_WHAT THE TASK ASKS_.
Start to finish, the listing must be rewritten exactly.

_PROVIDED DATA_.
PR #1224, opened 2026-08-24
feat: resource updates for 345

Kirdock:
#### **Why** this PR?
Some APIs have changed with Dynatrace version 343. Therefore, the Terraform resources also need updating.

#### **What** has changed?
- `dynatrace_davis_copilot`: New fields: `pii_blocking_enabled` (default: false) and `pii_blocking_types` (if `pii_blocking_enabled` is set to `true`)
- `dynatrace_maintenance_windows`: New optional field "object_scopes", which contains settings for pausing specific synthetic monitors during the maintenance window
- `dynatrace_kubernetes_enrichment`: New optional "use_ingest_enrichment_config_schema" field.
- `dynatrace_azure_connection` and `dynatrace_aws_connection`: Remove the deprecated enums for the consumers field: "NONE" and "DA" (Breaking change)

Documentation and fixes for conditional field handling

#### **How** does it do it?

#### How is it **tested**?

**Issue:** PS-49923

### DIFF
--- a/dynatrace/api/builtin/hyperscalerauthentication/connections/aws/settings/enums.go
+++ b/dynatrace/api/builtin/hyperscalerauthentication/connections/aws/settings/enums.go
@@ -20,15 +20,11 @@ package aws
 type ConsumersOfAwsRoleBasedAuthentication string
 
 var ConsumersOfAwsRoleBasedAuthentications = struct {
-	Da                          ConsumersOfAwsRoleBasedAuthentication
-	None                        ConsumersOfAwsRoleBasedAuthentication
 	SvcComDynatraceBo           ConsumersOfAwsRoleBasedAuthentication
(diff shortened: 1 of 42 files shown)


dynatrace/api/builtin/hyperscalerauthentication/connections/aws/settings/enums.go
```diff
@@ -1,6 +1,6 @@
 /**
 * @license
-* Copyright 2025 Dynatrace LLC
+* Copyright 2020 Dynatrace LLC
```
tomazpu: 2020?

Kirdock: Fixed 👍

tomazpu (approved):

_WORKED SOLUTION_.
PR #1224, opened 2026-08-24
feat: resource updates for 345

Kirdock:
#### **Why** this PR?
Some APIs have changed with Dynatrace version 343. Therefore, the Terraform resources also need updating.

#### **What** has changed?
- `dynatrace_davis_copilot`: New fields: `pii_blocking_enabled` (default: false) and `pii_blocking_types` (if `pii_blocking_enabled` is set to `true`)
- `dynatrace_maintenance_windows`: New optional field "object_scopes", which contains settings for pausing specific synthetic monitors during the maintenance window
- `dynatrace_kubernetes_enrichment`: New optional "use_ingest_enrichment_config_schema" field.
- `dynatrace_azure_connection` and `dynatrace_aws_connection`: Remove the deprecated enums for the consumers field: "NONE" and "DA" (Breaking change)

Documentation and fixes for conditional field handling

#### **How** does it do it?

#### How is it **tested**?

**Issue:** PS-49923

### DIFF
--- a/dynatrace/api/builtin/hyperscalerauthentication/connections/aws/settings/enums.go
+++ b/dynatrace/api/builtin/hyperscalerauthentication/connections/aws/settings/enums.go
@@ -20,15 +20,11 @@ package aws
 type ConsumersOfAwsRoleBasedAuthentication string
 
 var ConsumersOfAwsRoleBasedAuthentications = struct {
-	Da                          ConsumersOfAwsRoleBasedAuthentication
-	None                        ConsumersOfAwsRoleBasedAuthentication
 	SvcComDynatraceBo           ConsumersOfAwsRoleBasedAuthentication
(diff shortened: 1 of 42 files shown)


dynatrace/api/builtin/hyperscalerauthentication/connections/aws/settings/enums.go
```diff
@@ -1,6 +1,6 @@
 /**
 * @license
-* Copyright 2025 Dynatrace LLC
+* Copyright 2020 Dynatrace LLC
```
tomazpu: 2020?

Kirdock: Fixed 👍

tomazpu (approved):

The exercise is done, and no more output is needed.